NOTE 5 – LONG-TERM DEBT

Long-term debt at December 31, 2014 and 2013 consisted of the following:

(In thousands)December 31,December 31,
20142013
Senior Secured Credit Facilities 7,231,222 8,225,754
Receivables Based Facility Due 2017 - 247,000
Priority Guarantee Notes 5,324,815 4,324,815
Subsidiary Revolving Credit Facility Due 2018 - -
Other Secured Subsidiary Debt 19,257 21,124
Total Consolidated Secured Debt 12,575,294 12,818,693
10.75% Senior Cash Pay Notes Due 2016 - 94,304
11.00%/11.75% Senior Toggle Notes Due 2016 - 127,941
14.0% Senior Notes Due 2021 1,661,697 1,404,202
Legacy Notes 667,900 1,436,455
10.0% Senior Notes Due 2018 730,000 -
Subsidiary Senior Notes 4,925,000 4,925,000
Other Subsidiary Debt 1,024 10
Purchase accounting adjustments and original issue discount (234,897) (322,392)
20,326,018 20,484,213
Less: current portion 3,604 453,734
Total long-term debt$ 20,322,414 $ 20,030,479

The Company’s weighted average interest rates at December 31, 2014 and 2013 were 8.1% and 7.6%, respectively. The aggregate market value of the Company’s debt based on market prices for which quotes were available was approximately $19.7 billion and $20.5 billion at December 31, 2014 and 2013, respectively. Under the fair value hierarchy established by ASC 820-10-35, the fair market value of the Company’s debt is classified as either Level 1 or Level 2.

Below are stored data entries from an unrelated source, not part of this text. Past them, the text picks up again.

PR #1829, opened 2020-07-31
Allow benchmark script to run on remote cortices

jnwatson:
Add --remote parameter to benchmark_cortex script. It causes temporary layers and views to be created for benchmarking.

Also fix a getTagCount/bump heisenbug I stumbled upon.

### DIFF
--- a/scripts/benchmark_cortex.py
+++ b/scripts/benchmark_cortex.py
@@ -9,10 +9,11 @@ import pathlib
 import tempfile
 import argparse
 import datetime
+import itertools
 import contextlib
 import statistics
 import collections
-from typing import List, Dict, AsyncIterator, Tuple, Any, Callable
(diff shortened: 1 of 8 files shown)


scripts/benchmark_cortex.py
```diff
@@ -201,113 +235,131 @@ def reportdata(self):
                                 'count': count}))
         return retn
 
+    async def _waitUntilLocked(self, prox: s_telepath.Proxy, layeriden: str):
+        while True:
+            stat = await prox.dyncall(layeriden, s_common.todo('stat'))
+            if stat['lock_goal'] == stat['lock_progress']:
+                return
+            await asyncio.sleep(0.1)
```
invisig0th, line 243: Maybe we should make a "the layer is completely ready" event?

jnwatson: It is technically ready initially, just slow. Adding it would only be useful for benchmarking.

Senior Secured Credit Facilities
As of December 31, 2014, the Company had senior secured credit facilities consisting of:
(In thousands)December 31,December 31,
Maturity Date20142013
Term Loan B1/29/2016$ 916,061 1,890,978
Term Loan C1/29/2016 15,161 34,776
Term Loan D1/30/2019 5,000,000 5,000,000
Term Loan E7/30/2019 1,300,000 1,300,000
Total Senior Secured Credit Facilities$ 7,231,222 $ 8,225,754

The Company is the primary borrower under the senior secured credit facilities, except that certain of its domestic restricted subsidiaries are co-borrowers under a portion of the term loan facilities.

Interest Rate and Fees

Borrowings under the Company’s senior secured credit facilities bear interest at a rate equal to an applicable margin plus, at the Company’s option, either (i) a base rate determined by reference to the higher of (A) the prime lending rate publicly announced by the administrative agent or (B) the Federal funds effective rate from time to time plus 0.50%, or (ii) a Eurocurrency rate determined by reference to the costs of funds for deposits for the interest period relevant to such borrowing adjusted for certain additional costs.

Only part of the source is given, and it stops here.